I giovani non sono assolutamente una questione; sono chiamati comunemente i giovani delle
tre M: moglie/marito, macchina, mestiere; si preparano, dopo la naia, se sono maschi, o dopo
un’attesa, spesso casalinga, se sono ragazze, al matrimonio, che dà loro finalmente la
tessera d’ingresso nell’ambito mondo degli adulti.
Non esistono luoghi particolari per il loro tempo libero, né preoccupazioni sociali per la loro
tenuta.
I due fatti che danno una svolta decisiva in questo periodo sono il Concilio che conclude e la
contestazione che comincia. Il mondo giovanile ecclesiale è in subbuglio, in cambiamento
ancor prima della contestazione. I giovani erano già mobilitati nelle varie comunità cristiane
quando nella società è iniziata la contestazione. Avevano già cominciato a riscrivere nelle
parrocchie, nelle associazioni, negli oratori la loro voglia di cambiare e di prendersi in mano la
vita. I primi capitoli degli Atti degli Apostoli erano già diventati slogan e sogni di una nuova
comunione ecclesiale, ancor prima che si parlasse di partecipazione politica.
Sono gli anni in cui in maniera quasi verticale tramonta il mito dei giovani: i giovani appena
usati, sono da buttare. Mentre cominciano a prospettarsi risposte anche ben formulate di
partecipazione (cf scuola), il mondo giovanile non è più disposto a ricercare, guarda al mondo
adulto con ironia, si sfilaccia in gruppi violenti, perde la caratterizzazione di massa.

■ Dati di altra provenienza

PR #113, opened 2019-08-13
Change activesupport safe_constantize to untyped

mgriisser:
`safe_constantize` returns either the value of the constant whose name is the same as the string it's called on or `nil` if that constant isn't defined. Since a constant can potentially have any value, `safe_constantize` should be untyped.


DarkDimius:
Thank you

PR #116, opened 2019-08-23
sorbet-runtime.rbi file to fix 4 lines in my "sorbet/rbi/todo.rbi" file

jasnow:
I have these 4 lines below in my "sorbet/rbi/todo.rbi" files so I created a sorbet-runtime.rbi file.
```
module T::InterfaceWrapper::Helpers; end
module T::Private::Abstract::Hooks; end
module T::Private::Methods::MethodHooks; end
module T::Private::Methods::SingletonMethodHooks; end
```
Part of https://github.com/sorbet/sorbet/issues/1488


jez:
fwiw i think this is probably not the right approach. todo.rbi *should* be just the constants that couldn’t resolve from type checking the code from a project. the fact that these are showing up in the todo.rbi means that either

- your project is referring to private, internal APIs
- the RBI generation scripts are generating references to private, internal APIs

Adding a sorbet-runtime.rbi to sorbet-typed is only going to paper over the problem, and make problems down the road. especially because there already is an RBI for sorbet-runtime here in Sorbet itself:

https://github.com/sorbet/sorbet/blob/master/rbi/sorbet/t.rbi

The true solution here would be to identify where the references to these constants are coming from (likely somewhere in the `sorbet/` folder) and change the RBI generation scripts to stop generating references to them.

jasnow:
>> "change the RBI generation scripts to stop generating references to them."

Does this mean that we must change the "sorbet" repo code?

jasnow:
Here is example of "git grep MethodHooks |sort -u": 
```
sorbet/rbi/gems/parlour.rbi:  extend T::Private::Methods::MethodHooks
sorbet/rbi/gems/parlour.rbi:  extend T::Private::Methods::SingletonMethodHooks
sorbet/rbi/gems/sorbet-rails.rbi:  extend T::Private::Methods::MethodHooks
sorbet/rbi/gems/sorbet-rails.rbi:  extend T::Private::Methods::SingletonMethodHooks
sorbet/rbi/todo.rbi:module T::Private::Methods::MethodHooks; end
sorbet/rbi/todo.rbi:module T::Private::Methods::SingletonMethodHooks; end
```

AaronC81:
This issue is occurring on my Parlour gem; I may be defining my abstract classes incorrectly, or there may be an issue with how Sorbet is generating types for them.

The generated `hidden.rbi` for an `abstract!` class seems to contain these two extends:
```ruby
extend ::T::Private::Abstract::Hooks
extend ::T::InterfaceWrapper::Helpers
```

They both appear in the `hidden.rbi` for the only two abstract classes in my project: https://github.com/AaronC81/parlour/blob/master/sorbet/rbi/hidden-definitions/hidden.rbi#L6225-L6233

I assume that their presence in `hidden.rbi` is then causing them to appear in `todo.rbi`.

jez:
@AaronC81 that makes sense, thanks for the context.

This is an implementation detail of how `abstract!` works. We should update `srb` to skip adding those `extend` lines to hidden.rbi.

jasnow:
>> "We should update srb to skip adding those extend lines to hidden.rbi."

Should I put this "should" into a separate GitHub issue?

jez:
To be clear I think we should not land this PR in it's current form, maybe at all. The solution instead would be to update `srb` to skip adding those extend lines to hidden.rbi.

jasnow:
@jez - I understand that this PR will not be merged. My question is how to track the "skip adding those extend lines to hidden.rbi" work.

PR #117, opened 2019-08-25
Separate migration methods by Rails version.

connorshea:
Create separate definitions for ActiveRecord::Migration::Compatibility::V5_2 and ActiveRecord::Migration::Compatibility::V6_0 so older migrations can still be typed.

Rails migrations look like this:

```ruby
# typed: true
class AddUserForeignKeyToExternalAccounts < ActiveRecord::Migration[5.2]
  def change
    add_foreign_key :external_accounts, :users, column: :user_id, on_delete: :cascade
  end
end
```

Rails migrations are supposed to be immutable, so Rails has compatibility classes for running older migrations in new versions of Rails. With 6.0, the existing ActiveRecord migration methods on Rails 5.2 migrations were no longer typed properly. This fixes that problem.

----

Because this deletes files - and if those files weren't deleted, things would probably break - I think we should wait until https://github.com/sorbet/sorbet/pull/1618 has been merged to merge this.

This changes a few things:

- Adds tests for ActiveRecord 5.2 and 6.0 specifically.
- Removes migration methods from ActiveRecord 'all', and moves the definitions into 5.2 and 6.0.
- Improves the migration class definitions for 5.2 and 6.0.
- Creates a `create_table` definition specifically for ActiveRecord 5.2 migrations on 6.0, since that's the only method that changed between the two versions (as far as I can tell).

The class names are different for each version, so I'm not sure how we can realistically share code between the separate version files. Unfortunately I think we just have to live with duplicate definitions for each version :/


connorshea:
@jez we can merge this now :)

jasnow:
I have version-specific migrations for 4.2, 5.0, 5.1, and 5.2. Will we support the others in the future?

PR #119, opened 2019-08-30
Add Gemfile file to repo

jasnow:
Add Gemfile file to repo to be more ruby-like.
Put Gemfile.lock in .gitignore because I assume it is only local.


Gemfile
```diff
@@ -0,0 +1,6 @@
+source 'https://rubygems.org'
+
+ruby '2.5.6'
+
+gem 'sorbet', :group => :development
+gem 'sorbet-runtime'
```
jez: We don't need to depend on sorbet-runtime.

Gemfile
```diff
@@ -0,0 +1,6 @@
+source 'https://rubygems.org'
+
+ruby '2.5.6'
+
+gem 'sorbet', :group => :development
```
jez: Can you edit the `.travis.yml` file to use this instead of manually installing gems?

https://github.com/sorbet/sorbet-typed/blob/master/.travis.yml

Gemfile
jasnow: Removed sorbet-runtime gem in below commit.

Gemfile
jasnow: Removed 2 lines from .travis.yml file.

PR #136, opened 2019-09-24
Add ActionView errors

panthomakos:
This change add some basic definitions for action view errors with
associated tests.

https://github.com/rails/rails/blob/master/actionview/lib/action_view/template/error.rb

### DIFF
--- a/lib/actionview/all/actionview.rbi
+++ b/lib/actionview/all/actionview.rbi
@@ -1,5 +1,23 @@
 # typed: strong
 
+module ActionView
+  class ActionViewError < StandardError; end
+  class EncodingError < StandardError; end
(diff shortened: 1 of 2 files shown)


lib/actionview/all/actionview.rbi
```diff
@@ -1,5 +1,23 @@
...
+  class MissingTemplate < ActionViewError
+    sig { returns(String) }
+    def path; end
+  end
+
+  class Template
+    class Error < ActionViewError; end
+  end
+
+  TemplateError = T.type_alias(Template::Error)
```
DarkDimius: This can be just `TemplateError = Template::Error`, they are ~equivalent for class aliases

PR #138, opened 2019-09-25
Add sigs for some `ActiveSupport::TimeWithZone` methods

ghiculescu:
ActiveSupport is massive, this barely scratches the surface. But it's a method I'd find useful, and have tested in my project.


lib/activesupport/all/activesupport_times_test.rb
```diff
@@ -0,0 +1,10 @@
+# typed: true
+
+require 'activesupport'
```
ghiculescu: not sure if this is needed?

ghiculescu:
sorry @DarkDimius there's one more issue here https://github.com/sorbet/sorbet-typed/pull/139

PR #140, opened 2019-09-25
Add interface for Rails view contexts

panthomakos:
Controllers in Rails have this method called `view_context` that returns an instance of a view context class. The basic view context is `ActionViews::Base`, but this can be configured with the `view_context_class`. The requirements for a view context class are that it can be initialized with three arguments, and that it responds to the `render` method with a `String`.

This change adds an interface for view contexts. A lot of the argument types are currently untyped. I believe they can be filled in later. The main thing this change provides is the proper interface for a view context, and the actual method that returns a view context so that Rails applications can type-check against it.

One question I have: is this the correct way to define an interface for this use case?

Another suggestion that is separate from this PR: when a new gem is added to this repository, it causes a lot of the hidden definitions or auto-generated files in a consuming repository to get blown away. While this makes sense, it does mean that the consuming repository is often left without placeholder method definitions and a lot of method missing type errors ensue. Would it be possible to provide a more additive solution? For example, maybe each directory could contain a `generated.rbi` file that we could remove methods from as we add more robust hand-written type definitions?

### DIFF
--- a/lib/actionpack/all/actionpack.rbi
+++ b/lib/actionpack/all/actionpack.rbi
@@ -1,6 +1,7 @@
 # typed: strong
 
 class ActionController::Base < ActionController::Metal
+  include ActionView::Layouts
 end
 
 class AbstractController::Base < Object
--- a/lib/actionview/all/actionview.rbi
+++ b/lib/actionview/all/actionview.rbi
@@ -286,6 +286,7 @@ module ActionView::Helpers::UrlHelper
 end
 
 module ActionView::Layouts
+  include ActionView::Rendering
   extend T::Helpers  
 
   module ClassMethods ; end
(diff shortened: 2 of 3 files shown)


jez:
> A lot of the argument types are currently untyped. I believe they can be filled in later.

Honestly fine by me. I've pretty much never rejected a sorbet-typed PR because it had T.untyped.

> One question I have: is this the correct way to define an interface for this use case?

If this class doesn't exist at runtime, I'd suggest not putting it there. If you define a class in an RBI like this, people will try to do things like

```ruby
if x.is_a?(ViewContext)
  # ...
end
```

Sorbet won't complain about this statically, but it will blow up with a NameError at runtime.

Judging from my very limited assessment of the problem, I'd probably suggest tapping into something like sorbet-rails to generate something more accurate w.r.t. what the runtime is doing.

I'm not super familiar with Rails. I'd suggest joining our Slack (https://sorbet.org/slack) and joining the #rails channel, where there will be a bunch of people more experience with Rails to be able to answer your question.

If you discuss something there and decide that what you've implemented in this PR is the best way to proceed, that's fine by me. But probably best to have the discussion there first.

> Another suggestion that is separate from this PR:

I'm sorry, I didn't really follow this. At Stripe some of our tooling differs a little bit from the sorbet-typed-driven tooling, so we don't really feel the pains of using sorbet-typed as acutely as it seems you have. PRs to improve things are always welcome.

ptarjan:
Closing as we haven't heard back from the author. Feel free to reopen if we get an update.

PR #546, opened 2021-12-01
CI: pin fiona and matplotlib on py38 and macos

maximlt:
Pushed to `master` a first patch by mistake.


maximlt:
It seems like I had to pin `matplotlib` **and** `fiona` to get the test suite to pass on macos. Merging then and will prepare a PR to unpin that in the future when the issue is solved elsewhere.

PR #548, opened 2021-12-22
Fix typo

maximlt:
Introduced in #514


jbednar (approved):
Thanks for catching that!

maximlt:
The test failure is unrelated to the changes brought by this PR.

Let's keep on eye on that though, we've had to add a hack in the CI of holoviews to get it to work on MacOS (without being able to find the root cause of the issue in a reasonable amount of time), if the issue here happens here to be the same we'll have to find what's going wrong with conda/pyctdev/doit/...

È in questo tempo soprattutto che si può parlare di varietà di modelli di pastorale giovanile. 1
movimenti cercano di dare risposte precise alle istanze educative. Le scelte non sono più
casuali o puramente responsoriali all’emergenza, ma nascono da una elaborazione culturale,
e da una interpretazione di avvenimenti, spesso ideologica, nel senso più corretto del termine
e dalla fedeltà alle varie ispirazioni e vocazioni.
Alcune caratteristiche segnano la pastorale giovanile degli anni 1970:
- La tentazione della palingenesi, con la conseguente assolutizzazione del modello. Ogni
movimento tende ad assolutizzare il suo modo di fare pastorale e a relativizzare gli altri, quasi
che prima non ci fosse mai stato un vero cristianesimo e dovesse proprio cominciare da lì.

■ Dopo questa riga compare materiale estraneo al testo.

Issue #522, opened 2021-09-10
gv.RGB does not work with NxMx3 arrays


TheoMathurin:
#### ALL software version info
Minimal example run with the following config, but encountered this issue in other environments:
- geoviews 1.9.1
- holoviews 1.14.5
- bokeh 2.3.3
- datashader 0.13.0
- cartopy 0.18.0
- python 3.9.7
- jupyter and bokeh server
- CentOS 7 / RHEL 7 / Ubuntu 18.04

#### Description of expected behavior and the observed behavior
In contrast to `hv.RGB`, `gv.RGB` only takes input arrays with shape NxMx4. Sending a NxMx3 array will raise an error at rendering, while [the docstrings](https://github.com/holoviz/geoviews/blob/master/geoviews/element/geo.py) states that _"[An] input array may have a shape of NxMx4 or NxMx3. In the latter case, the defined alpha dimension parameter is appended to the list of value dimensions."_

#### Complete, minimal, self-contained example code that reproduces the issue

```python
import numpy as np
import geoviews as gv
import cartopy.crs as ccrs

gv.extension('bokeh')

img = np.array(np.zeros((100, 100, 3)))
coastline = gv.feature.coastline
rgb = gv.RGB(img, bounds=(-10, -10, 10, 10), crs=ccrs.PlateCarree()))

# When trying to render the following (in a notebook or bokeh server), an error will be issued
(rgb*coastline).opts(projection=ccrs.PlateCarree(), width=600, height=300)
```

#### Stack traceback and/or browser JavaScript console output

Last element of traceback:
```
~/miniconda3/envs/jupyter/lib/python3.9/site-packages/holoviews/core/data/image.py in values(cls, dataset, dim, expanded, flat, compute, keep_index)
    197             # than expanded column format, reorient before expanding
    198             if dataset.data.ndim > 2:
--> 199                 data = dataset.data[:, :, dim_idx-dataset.ndims]
    200             else:
    201                 data = dataset.data

IndexError: index 3 is out of bounds for axis 2 with size 3
```

PR #558, opened 2022-02-17
Fix handling of 3-channel RGB element

philippjfr:
The `hv.RGB` constructor adds the alpha channel if needed so it should not be declared in the parameter definition.

Fixes https://github.com/holoviz/geoviews/issues/522


philippjfr:
Damn, thanks for reporting that. We'll have to follow up with another release.

PR #570, opened 2022-05-02
Adapt to shapely 2.0

maximlt:
Warnings seen while running hvplot's notebooks. Continue the work started in https://github.com/holoviz/geoviews/pull/543. This warning was not seen as this code path doesn't seem to be run part of the CI.

### DIFF
--- a/geoviews/operation/projection.py
+++ b/geoviews/operation/projection.py
@@ -76,7 +76,7 @@ class project_path(_project_operation):
             if isinstance(geom, Polygon) and geom.area < 1e-15:
                 continue
             elif isinstance(geom, MultiPolygon):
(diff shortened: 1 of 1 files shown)


TheoMathurin:
Hi,

Does this solve this other Shapely-related deprecation warning, popping up when calling `gv.operation.resample_geometry`?

`ShapelyDeprecationWarning: STRtree will be changed in 2.0.0 and will not be compatible with versions < 2.
  tree = STRtree(geoms)`

maximlt:
Hmm I ran the test suite to list the warnings triggered by Shapely. `resample_geometry` isn't tested apparently so I missed this deprecation.

PR #578, opened 2022-07-06
Fix building with pip install

Hoxbro:
I noticed that `python -m pip install .` did not work and raised the following traceback because `setuptools` was not present in `pyproject.toml`. 

<details>
  <summary>Traceback </summary>

``` python-traceback
ERROR: Exception:
Traceback (most recent call last):
  File "/home/shh/miniconda3/envs/holoviz/lib/python3.9/site-packages/pip/_internal/cli/base_command.py", line 167, in exc_logging_wrapper
    status = run_func(*args)
  File "/home/shh/miniconda3/envs/holoviz/lib/python3.9/site-packages/pip/_internal/cli/req_command.py", line 205, in wrapper
    return func(self, options, args)
  File "/home/shh/miniconda3/envs/holoviz/lib/python3.9/site-packages/pip/_internal/commands/install.py", line 341, in run
    requirement_set = resolver.resolve(
  File "/home/shh/miniconda3/envs/holoviz/lib/python3.9/site-packages/pip/_internal/resolution/resolvelib/resolver.py", line 75, in resolve
    collected = self.factory.collect_root_requirements(root_reqs)
  File "/home/shh/miniconda3/envs/holoviz/lib/python3.9/site-packages/pip/_internal/resolution/resolvelib/factory.py", line 506, in collect_root_requirements
    req = self._make_requirement_from_install_req(
  File "/home/shh/miniconda3/envs/holoviz/lib/python3.9/site-packages/pip/_internal/resolution/resolvelib/factory.py", line 468, in _make_requirement_from_install_req
    cand = self._make_candidate_from_link(
  File "/home/shh/miniconda3/envs/holoviz/lib/python3.9/site-packages/pip/_internal/resolution/resolvelib/factory.py", line 215, in _make_candidate_from_link
    self._link_candidate_cache[link] = LinkCandidate(
  File "/home/shh/miniconda3/envs/holoviz/lib/python3.9/site-packages/pip/_internal/resolution/resolvelib/candidates.py", line 291, in __init__
    super().__init__(
  File "/home/shh/miniconda3/envs/holoviz/lib/python3.9/site-packages/pip/_internal/resolution/resolvelib/candidates.py", line 161, in __init__
    self.dist = self._prepare()
  File "/home/shh/miniconda3/envs/holoviz/lib/python3.9/site-packages/pip/_internal/resolution/resolvelib/candidates.py", line 230, in _prepare
    dist = self._prepare_distribution()
  File "/home/shh/miniconda3/envs/holoviz/lib/python3.9/site-packages/pip/_internal/resolution/resolvelib/candidates.py", line 302, in _prepare_distribution
    return preparer.prepare_linked_requirement(self._ireq, parallel_builds=True)
  File "/home/shh/miniconda3/envs/holoviz/lib/python3.9/site-packages/pip/_internal/operations/prepare.py", line 428, in prepare_linked_requirement
    return self._prepare_linked_requirement(req, parallel_builds)
  File "/home/shh/miniconda3/envs/holoviz/lib/python3.9/site-packages/pip/_internal/operations/prepare.py", line 497, in _prepare_linked_requirement
    dist = _get_prepared_distribution(
  File "/home/shh/miniconda3/envs/holoviz/lib/python3.9/site-packages/pip/_internal/operations/prepare.py", line 58, in _get_prepared_distribution
    abstract_dist.prepare_distribution_metadata(
  File "/home/shh/miniconda3/envs/holoviz/lib/python3.9/site-packages/pip/_internal/distributions/sdist.py", line 48, in prepare_distribution_metadata
    self._install_build_reqs(finder)
  File "/home/shh/miniconda3/envs/holoviz/lib/python3.9/site-packages/pip/_internal/distributions/sdist.py", line 118, in _install_build_reqs
    build_reqs = self._get_build_requires_wheel()
  File "/home/shh/miniconda3/envs/holoviz/lib/python3.9/site-packages/pip/_internal/distributions/sdist.py", line 95, in _get_build_requires_wheel
    return backend.get_requires_for_build_wheel()
  File "/home/shh/miniconda3/envs/holoviz/lib/python3.9/site-packages/pip/_internal/utils/misc.py", line 685, in get_requires_for_build_wheel
    return super().get_requires_for_build_wheel(config_settings=cs)
  File "/home/shh/miniconda3/envs/holoviz/lib/python3.9/site-packages/pip/_vendor/pep517/wrappers.py", line 172, in get_requires_for_build_wheel
    return self._call_hook('get_requires_for_build_wheel', {
  File "/home/shh/miniconda3/envs/holoviz/lib/python3.9/site-packages/pip/_vendor/pep517/wrappers.py", line 332, in _call_hook
    raise BackendUnavailable(data.get('traceback', ''))
pip._vendor.pep517.wrappers.BackendUnavailable: Traceback (most recent call last):
  File "/home/shh/miniconda3/envs/holoviz/lib/python3.9/site-packages/pip/_vendor/pep517/in_process/_in_process.py", line 89, in _build_backend
    obj = import_module(mod_path)
  File "/home/shh/miniconda3/envs/holoviz/lib/python3.9/importlib/__init__.py", line 127, in import_module
    return _bootstrap._gcd_import(name[level:], package, level)
  File "<frozen importlib._bootstrap>", line 1030, in _gcd_import
  File "<frozen importlib._bootstrap>", line 1007, in _find_and_load
  File "<frozen importlib._bootstrap>", line 972, in _find_and_load_unlocked
  File "<frozen importlib._bootstrap>", line 228, in _call_with_frames_removed
  File "<frozen importlib._bootstrap>", line 1030, in _gcd_import
  File "<frozen importlib._bootstrap>", line 1007, in _find_and_load
  File "<frozen importlib._bootstrap>", line 984, in _find_and_load_unlocked
ModuleNotFoundError: No module named 'setuptools'
```

</details>

After adding it, I could successfully install `geoviews`, though I noticed that a name field was added to `package-lock.json`, so I added it to this commit. Other packages from holoviz seem to have a name like `@holoviz/geoviews` and not only `geoviews`. Should this also be done here?

At last I added `.bokeh` and `node_modules` to `.gitignore`.

### DIFF
--- a/pyproject.toml
+++ b/pyproject.toml
@@ -6,3 +6,4 @@ requires = [
     "pyviz_comms >=0.6.0",
     "setuptools",
 ]
+build-backend = "setuptools.build_meta"
--- a/pyproject.toml
+++ b/pyproject.toml
@@ -4,5 +4,5 @@ requires = [
     "pyct >=0.4.4",
     "bokeh >=2.4.0,<2.5",
     "pyviz_comms >=0.6.0",
-    "setuptools"
+    "setuptools",
 ]
--- a/pyproject.toml
+++ b/pyproject.toml
@@ -3,5 +3,6 @@ requires = [
     "param >=1.9.0",
     "pyct >=0.4.4",
     "bokeh >=2.4.0,<2.5",
-    "pyviz_comms >=0.6.0"
+    "pyviz_comms >=0.6.0",
+    "setuptools"
 ]
--- a/.gitignore
+++ b/.gitignore
@@ -78,3 +78,5 @@ geoviews/.version
 .doit.db
 .pytest_cache
 
+node_modules/
+.bokeh
--- a/geoviews/package-lock.json
+++ b/geoviews/package-lock.json
@@ -1,11 +1,11 @@
 {
-  "name": "geoviews",
+  "name": "@holoviz/geoviews",
   "version": "1.9.5",
   "lockfileVersion": 2,
   "requires": true,
   "packages": {
     "": {
-      "name": "geoviews",
+      "name": "@holoviz/geoviews",
       "version": "1.9.5",
       "license": "BSD-3-Clause",
       "dependencies": {
--- a/geoviews/package-lock.json
+++ b/geoviews/package-lock.json
@@ -5,6 +5,7 @@
   "requires": true,
   "packages": {
     "": {
+      "name": "geoviews",
       "version": "1.9.5",
       "license": "BSD-3-Clause",
       "dependencies": {
--- a/geoviews/package.json
+++ b/geoviews/package.json
@@ -1,5 +1,5 @@
 {
-  "name": "geoviews",
+  "name": "@holoviz/geoviews",
   "version": "1.9.5",
   "description": "Simple, concise geographical visualization in Python",
   "license": "BSD-3-Clause",
--- a/setup.py
+++ b/setup.py
@@ -145,15 +145,6 @@ extras_require={
 
 extras_require['all'] = sorted(set(sum(extras_require.values(), [])))
 
-# until pyproject.toml/equivalent is widely supported; meanwhile
-# setup_requires doesn't work well with pip. Note: deliberately omitted from all.
-extras_require['build'] = [
-    'param >=1.9.2',
-    'pyct >=0.4.4',
-    'bokeh >=2.4,<2.5',
-    'pyviz_comms >=0.6.0'
-]
-
 
 ########################
 ### package metadata ###


maximlt:
> Other packages from holoviz seem to have a name like @holoviz/geoviews and not only geoviews. Should this also be done here?

That's a good question, @jlstevens do you know what's best? I would tend to think that the `name` key wasn't there for a reason but it would be good to know why.

What `pip` version do you use? I thought `setuptools` was picked up as the default build backend but I'm certainly wrong (Python packaging is a little confusing isn't it).

Also, does `pip install geoviews` lead to the same error? I assume it doesn't but just to double check.

pyproject.toml
```diff
@@ -3,5 +3,6 @@ requires = [
     "param >=1.9.0",
     "pyct >=0.4.4",
     "bokeh >=2.4.0,<2.5",
-    "pyviz_comms >=0.6.0"
+    "pyviz_comms >=0.6.0",
+    "setuptools"
```
maximlt, line 7:
```suggestion
    "setuptools",
```

maximlt, line 7: `setuptools` would also have to be included in the `build` extra group declared in `setup.py`. As I understand it, the  build dependencies declared in `pyproject.toml` are picked up by pip while the build dependencies declared in `setup.py` are to be picked up by pyctdev when you run `doit develop_install`.

Hoxbro:
Yes, python packaging is confusing... I had `setuptools` installed in the environment, but it only succeeded when I added it to `pyproject.toml`. 

My versions are `pip=22.1.2` and `setuptools=62.6.0`.

I can install geoviews with pip, though I first need to install `pyproj` and `cartopy` from `conda`.

maximlt:
> I had setuptools installed in the environment, but it only succeeded when I added it to pyproject.toml.

Yep I think that these are dependencies that are installed in a virtual environment by pip on the build step, so it doesn't matter if they're installed in working environment.

> I can install geoviews with pip install geoviews

That's good news, it would have been really scary if not! Still worth fixing, in particular for those who would like to re-package GeoViews building it from its source.

What do you think about adding `build-backend = "setuptools.build_meta"` to the pyproject.toml file? This seems what to be recommended by [setuptools](https://setuptools.pypa.io/en/latest/userguide/pyproject_config.html). Without `build-backend` defined [pip falls back to some other config](https://pip.pypa.io/en/stable/reference/build-system/pyproject-toml/#fallback-behaviour).

pyproject.toml
maximlt: Had a quick look at `pyctdev`'s code and actually it seems that it gets the build dependencies from the pyproject.toml file. So the `build` group extra may just be legacy. It may be worth confirming that.

Hoxbro:
I don't have a strong opinion about adding `build-backend = "setuptools.build_meta"`, though I think it should be consistent through all holoviz packages.

maximlt:
What we could do as an experiment is in this PR:
* add `build-backend` to the pyproject.toml file
* remove the `'build'` extra group in the setup.py file

Then see if the tests still pass, and manually run the build and docs workflow in dry-run mode from Github's UI, to see if they also still pass.

philippjfr:
Agree with @maximlt's suggestions. Also agree that the name in package.json should be `@holoviz/geoviews`. The fact that it's not in package-lock.json is probably just down to an older version of node.js but it should be added there. Once we change the name we may also have to update the NPM token unless it just references the same token that's used by Panel.

Hoxbro:
I have updated the name. Another one needs to check the NPM token.

maximlt:
Ah it's unfortunate the workflows can't be launched manually from GitHub's site when the branch is on a fork :/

Ciascuno crede di avere la soluzione del problema, la formula della salvezza, la proposta
vincente. La ricerca di una forte identità, formulata nel chiuso di una propria visione del
mondo e della Chiesa, assorbe molte energie educative e molte forze ecclesiali.
- L’espropriazione della comunità parrocchiale. Questi nuovi gruppi, se all’inizio hanno aiutato
a scuotere la stanchezza o la sfiducia di tante comunità, lentamente le hanno espropriate di
progettualità, di intelligenza nel rispondere ai problemi locali con soluzioni popolari e adatte
alla situazione.
- La ripresa delle associazioni: è anche il momento in cui le grandi associazioni ricuperano
capacità propositiva orientandosi su una rinnovata proposta educativa e sulla formazione dei
responsabili.
- La ricerca di nuovi modelli formativi:l’animazione. Il problema era anche quello di applicarsi
in termini di ricerca per trovare nuovi modelli culturali formativi, non solo nuovi schemi o
metodi. L’animazione culturale, come stile globale di educazione, viene approfondita, vagliata,
sperimentata e proposta in corsi per animatori, in convegni nazionali, in corsi universitari. Un
chiaro punto di riferimento sono la rivista « Note di Pastorale Giovanile », che ha la costanza
di un lavoro assiduo e puntiglioso, e i convegni ad essa collegati.
- I primi tentativi diocesani di organizzazione della pastorale giovanile partono o da alcune
parrocchie o da alcuni presbiteri appassionati al mondo giovanile, o dai primi sinodi diocesani.
- Il ricupero dell’educativo (cf oratori, gruppi di ragazzi...). Non c’è comunità cristiana che non
senta il problema di ripensare mediazioni educative e che non si impegni capillarmente nella
catechesi per i preadolescenti.
Tutto questo rinnovamento si porta dietro l’urgenza di un piano pastorale o progetto, la
necessità di un coordinamento, la proposta efficace della centralità della comunità cristiana e
la formazione degli operatori.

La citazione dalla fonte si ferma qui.